Scaling Issue #5. Rate limits are great, but some times Whatsapp fails to keep up with the advertised limits.

consider the following scenario, the WhatsApp infrastructure that is normally to hand x Tps degrades to 0.6 tps because of one of various reasons like many end users are active on whatsapp chatting or a lot of media is being shared to the whatsapp business account. The rate limits are only indicative of the hard limits and in practice we hit the limit at 60-70 percent of advertised limit. We also saw an increased amoung of whatsapp infra failures because of overload. So we needed Adaptive rate limiting.

There was also a curious case of multiple campaigns running on the same infrastructure and the limit needing to be distributed among the active campaigns.

Enter AIMD

AIMD additive-increase/multiplicative-decrease (AIMD) algorithm is a feedback control algorithm best known for its use in TCP congestion control.

AIMD

We detect congestion from the API exposed by whatsapp.

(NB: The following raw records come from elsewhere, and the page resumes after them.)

PR #1176, opened 2024-05-29
fix: allow sending otel tracing to honeycomb classic environment

VinozzZ:

Refinery's traces wasn't getting send to honeycomb classic environment

- add dataset header to otel tracing config

### DIFF
--- a/internal/otelutil/otel_tracing.go
+++ b/internal/otelutil/otel_tracing.go
@@ -4,6 +4,7 @@ import (
 	"context"
 	"fmt"
 	"log"
+	"regexp"
 	"strings"
 
 	"github.com/honeycombio/otel-config-go/otelconfig"
@@ -14,6 +15,9 @@ import (
 	"go.opentelemetry.io/otel/trace"
 	"go.opentelemetry.io/otel/trace/noop"
 )
+
+var classicKeyRegex = regexp.MustCompile(`^[a-f0-9]*$`)
+var classicIngestKeyRegex = regexp.MustCompile(`^hc[a-z]ic_[a-z0-9]*$`)
 
 // telemetry helpers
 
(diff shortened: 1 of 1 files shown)


internal/otelutil/otel_tracing.go
```diff
@@ -97,7 +97,8 @@ func SetupTracing(cfg config.OTelTracingConfig, resourceLibrary string, resource
 			otelconfig.WithTracesEnabled(true),
 			otelconfig.WithSampler(samplers.TraceIDRatioBased(sampleRatio)),
 			otelconfig.WithHeaders(map[string]string{
-				"x-honeycomb-team": cfg.APIKey,
+				"x-honeycomb-team":    cfg.APIKey,
+				"x-honeycomb-dataset": cfg.Dataset,
```
MikeGoldsmith, line 101: We should probably check the API key length and only set this header when it's a classic key. We did this in our distros - https://github.com/honeycombio/honeycomb-opentelemetry-go/blob/f93016685160d16fd11b0831db80396038fb1b1c/honeycomb.go#L215

MikeGoldsmith (approved):

internal/otelutil/otel_tracing.go
```diff
@@ -108,3 +118,12 @@ func SetupTracing(cfg config.OTelTracingConfig, resourceLibrary string, resource
 	pr := noop.NewTracerProvider()
 	return pr.Tracer(resourceLibrary, trace.WithInstrumentationVersion(resourceVersion)), func() {}
 }
+
+func isClassicKey(key string) bool {
```
kentquirk, line 122: instead of writing this, you should use `types.IsLegacyAPIKey` please

kentquirk (approved):
Approved, but we already have a key checker; let's not write another one.

kentquirk (approved):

When congestion is detected, we would penalize it by 50 percent and add 20 extra in each batch of 5 seconds. This reduces a lot infrastructure overloads. Also we were able to show timely alerts on whatsapp infrastucture degrading. We were also able to run at full efficiency as some for certain kind of messages we were able to exceed the advertised limits and face no congestion. Also there was no need to configure any rate limits or infrastructure tiers in campaigns as we use adaptive rate limiting and not initial values needed to be set. We were running at the highest efficiency we can as we progressive overload the rate and we fairly share the load between multiple campaigns as well with AIMD. This meant that when we scale a whatsapp infrastructure we need not manual come and scale up the rate limits in campaigns or we sysncing the tiers every day in the night resulting in better experience for our customer.